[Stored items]

PR #333, opened 2022-08-03
pull in latest FMU-related libraries from boptest

nllong:
This is a simple update to pull in the data_generator.py file from BOPTEST's repo. The Dockerfile and step_run update are small changes not related to the pull from BOPTEST.

### DIFF
--- a/alfalfa_worker/jobs/modelica/step_run.py
+++ b/alfalfa_worker/jobs/modelica/step_run.py
@@ -51,7 +51,6 @@ class StepRun(StepRunBase):
         self.tc = TestCase(**config)
 
         # run the FMU simulation
-        self.kstep = 0  # todo remove if not used
         self.simtime = self.sim_start_time
         self.set_run_time(self.simtime)
 
--- a/alfalfa_worker/lib/data/data_generator.py
+++ b/alfalfa_worker/lib/data/data_generator.py
@@ -3,10 +3,10 @@ Created on Apr 25, 2019
 
 @author: Javier Arroyo
 
-This module contains the Data_Generator class with methods to gather
-data within .csv files for a test case. A test case data-set must
+This module contains the Data_Generator class with methods to generate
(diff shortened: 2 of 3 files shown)


alfalfa_worker/jobs/modelica/step_run.py
```diff
@@ -51,7 +51,6 @@ def __init__(self, run_id, realtime, timescale, external_clock, start_datetime="
         self.tc = TestCase(**config)
 
         # run the FMU simulation
-        self.kstep = 0  # todo remove if not used
```
nllong, line 54: says "remove if not used". I don't see it being used :)

alfalfa_worker/lib/data/data_generator.py
```diff
@@ -164,17 +162,15 @@ def generate_weather(self,
...
         with open(model_file) as f:
             newText = f.read().replace(str_old, str_new)
 
         with open(model_file, "w") as f:
             f.write(newText)
 
         # Change to Resources directory
-        currdir = os.getcwd()
+        currdir = os.curdir
         os.chdir(self.weather_dir)
```
TShapinsky, line 173: Is there a way we can do this stuff without changing dir?

nllong: I'm sure there is, but I really don't want to touch this code until we can get adequate testing implemented on this file. I actually plan on removing `data_generator` for our [`fmu_runner.py`](https://github.com/urbanopt/geojson-modelica-translator/blob/develop/geojson_modelica_translator/modelica/lib/runner/fmu_runner.py), eventually.

TShapinsky: Makes sense. I currently have the dispatcher reset the CWD every time it gets a new job (due to MLEP changing directory) so this should be fine

TShapinsky (approved):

▶ _Task brief_
The only acceptable answer is the full set of entries, repeated exactly.

▶ _Written solution_
PR #333, opened 2022-08-03
pull in latest FMU-related libraries from boptest

nllong:
This is a simple update to pull in the data_generator.py file from BOPTEST's repo. The Dockerfile and step_run update are small changes not related to the pull from BOPTEST.

### DIFF
--- a/alfalfa_worker/jobs/modelica/step_run.py
+++ b/alfalfa_worker/jobs/modelica/step_run.py
@@ -51,7 +51,6 @@ class StepRun(StepRunBase):
         self.tc = TestCase(**config)
 
         # run the FMU simulation
-        self.kstep = 0  # todo remove if not used
         self.simtime = self.sim_start_time
         self.set_run_time(self.simtime)
 
--- a/alfalfa_worker/lib/data/data_generator.py
+++ b/alfalfa_worker/lib/data/data_generator.py
@@ -3,10 +3,10 @@ Created on Apr 25, 2019
 
 @author: Javier Arroyo
 
-This module contains the Data_Generator class with methods to gather
-data within .csv files for a test case. A test case data-set must
+This module contains the Data_Generator class with methods to generate
(diff shortened: 2 of 3 files shown)


alfalfa_worker/jobs/modelica/step_run.py
```diff
@@ -51,7 +51,6 @@ def __init__(self, run_id, realtime, timescale, external_clock, start_datetime="
         self.tc = TestCase(**config)
 
         # run the FMU simulation
-        self.kstep = 0  # todo remove if not used
```
nllong, line 54: says "remove if not used". I don't see it being used :)

alfalfa_worker/lib/data/data_generator.py
```diff
@@ -164,17 +162,15 @@ def generate_weather(self,
...
         with open(model_file) as f:
             newText = f.read().replace(str_old, str_new)
 
         with open(model_file, "w") as f:
             f.write(newText)
 
         # Change to Resources directory
-        currdir = os.getcwd()
+        currdir = os.curdir
         os.chdir(self.weather_dir)
```
TShapinsky, line 173: Is there a way we can do this stuff without changing dir?

nllong: I'm sure there is, but I really don't want to touch this code until we can get adequate testing implemented on this file. I actually plan on removing `data_generator` for our [`fmu_runner.py`](https://github.com/urbanopt/geojson-modelica-translator/blob/develop/geojson_modelica_translator/modelica/lib/runner/fmu_runner.py), eventually.

TShapinsky: Makes sense. I currently have the dispatcher reset the CWD every time it gets a new job (due to MLEP changing directory) so this should be fine

TShapinsky (approved):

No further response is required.